Each line below that holds the string "release" counts once; report the total and nothing else.

(Extracted data entries)
+ + + +

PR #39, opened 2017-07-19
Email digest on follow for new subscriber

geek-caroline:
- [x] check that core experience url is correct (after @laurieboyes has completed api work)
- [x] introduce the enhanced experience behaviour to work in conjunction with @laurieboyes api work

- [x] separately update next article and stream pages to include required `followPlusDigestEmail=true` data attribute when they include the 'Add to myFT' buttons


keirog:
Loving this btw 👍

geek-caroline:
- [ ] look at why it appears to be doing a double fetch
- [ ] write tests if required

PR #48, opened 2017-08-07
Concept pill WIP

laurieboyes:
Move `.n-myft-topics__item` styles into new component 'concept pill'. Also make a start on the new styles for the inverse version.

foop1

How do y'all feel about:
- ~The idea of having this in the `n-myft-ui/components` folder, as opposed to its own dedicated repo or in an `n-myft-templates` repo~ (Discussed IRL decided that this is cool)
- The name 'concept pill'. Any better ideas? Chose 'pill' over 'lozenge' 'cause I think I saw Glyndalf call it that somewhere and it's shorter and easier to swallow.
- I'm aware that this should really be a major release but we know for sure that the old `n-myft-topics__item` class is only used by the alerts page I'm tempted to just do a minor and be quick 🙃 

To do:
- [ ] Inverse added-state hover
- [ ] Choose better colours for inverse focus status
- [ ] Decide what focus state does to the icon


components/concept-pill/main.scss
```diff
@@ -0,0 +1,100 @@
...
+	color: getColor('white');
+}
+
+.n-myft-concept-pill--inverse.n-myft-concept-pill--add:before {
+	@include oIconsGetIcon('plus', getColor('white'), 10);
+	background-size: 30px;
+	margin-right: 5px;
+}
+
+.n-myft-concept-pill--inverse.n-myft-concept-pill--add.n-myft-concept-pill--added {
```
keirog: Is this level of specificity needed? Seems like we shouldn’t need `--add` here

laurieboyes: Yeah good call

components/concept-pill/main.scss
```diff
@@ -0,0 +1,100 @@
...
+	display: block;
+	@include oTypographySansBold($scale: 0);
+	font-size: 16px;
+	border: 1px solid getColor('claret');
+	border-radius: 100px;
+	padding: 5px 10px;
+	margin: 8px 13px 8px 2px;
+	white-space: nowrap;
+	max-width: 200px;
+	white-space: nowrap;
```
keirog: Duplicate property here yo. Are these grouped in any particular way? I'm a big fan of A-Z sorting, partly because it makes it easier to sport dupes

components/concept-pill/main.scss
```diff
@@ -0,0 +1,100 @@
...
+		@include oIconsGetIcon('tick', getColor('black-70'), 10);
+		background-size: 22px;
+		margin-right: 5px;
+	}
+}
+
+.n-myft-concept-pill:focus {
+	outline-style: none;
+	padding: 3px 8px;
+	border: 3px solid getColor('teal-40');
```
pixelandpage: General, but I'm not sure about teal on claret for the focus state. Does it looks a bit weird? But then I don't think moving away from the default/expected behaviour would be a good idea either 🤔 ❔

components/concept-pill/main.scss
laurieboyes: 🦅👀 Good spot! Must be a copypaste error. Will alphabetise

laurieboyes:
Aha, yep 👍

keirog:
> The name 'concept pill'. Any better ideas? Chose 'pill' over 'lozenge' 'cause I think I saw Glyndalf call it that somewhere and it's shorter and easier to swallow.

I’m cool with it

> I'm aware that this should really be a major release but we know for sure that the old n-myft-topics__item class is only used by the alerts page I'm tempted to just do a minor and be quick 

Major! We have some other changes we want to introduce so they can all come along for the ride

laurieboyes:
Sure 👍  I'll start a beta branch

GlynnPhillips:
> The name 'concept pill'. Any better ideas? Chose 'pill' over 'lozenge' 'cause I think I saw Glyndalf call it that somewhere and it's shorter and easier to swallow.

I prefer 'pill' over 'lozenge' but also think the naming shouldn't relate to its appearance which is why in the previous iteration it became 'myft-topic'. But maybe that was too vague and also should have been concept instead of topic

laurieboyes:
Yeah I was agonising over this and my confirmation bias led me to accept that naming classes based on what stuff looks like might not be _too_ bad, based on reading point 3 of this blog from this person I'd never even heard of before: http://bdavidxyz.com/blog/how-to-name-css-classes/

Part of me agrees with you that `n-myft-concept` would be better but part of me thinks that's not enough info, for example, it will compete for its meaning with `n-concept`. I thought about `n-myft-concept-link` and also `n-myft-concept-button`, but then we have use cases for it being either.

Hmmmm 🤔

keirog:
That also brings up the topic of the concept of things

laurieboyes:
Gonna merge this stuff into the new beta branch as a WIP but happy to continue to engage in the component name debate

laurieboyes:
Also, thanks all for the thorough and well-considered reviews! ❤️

+ + + +

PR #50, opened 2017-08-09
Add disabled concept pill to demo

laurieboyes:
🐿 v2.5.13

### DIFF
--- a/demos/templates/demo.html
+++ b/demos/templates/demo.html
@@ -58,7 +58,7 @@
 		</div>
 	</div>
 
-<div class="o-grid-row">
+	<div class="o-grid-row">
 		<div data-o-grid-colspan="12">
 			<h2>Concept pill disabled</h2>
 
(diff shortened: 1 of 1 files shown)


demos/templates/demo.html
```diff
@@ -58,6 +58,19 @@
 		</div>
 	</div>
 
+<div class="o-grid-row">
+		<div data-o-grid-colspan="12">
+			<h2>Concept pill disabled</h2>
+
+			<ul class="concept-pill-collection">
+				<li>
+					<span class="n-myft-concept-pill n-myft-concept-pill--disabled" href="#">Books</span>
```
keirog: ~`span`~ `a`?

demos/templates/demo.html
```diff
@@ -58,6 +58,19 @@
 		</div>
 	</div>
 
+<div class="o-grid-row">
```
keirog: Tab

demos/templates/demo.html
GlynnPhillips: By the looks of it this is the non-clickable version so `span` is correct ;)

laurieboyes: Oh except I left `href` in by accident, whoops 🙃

+ + + +

Problem solution.
2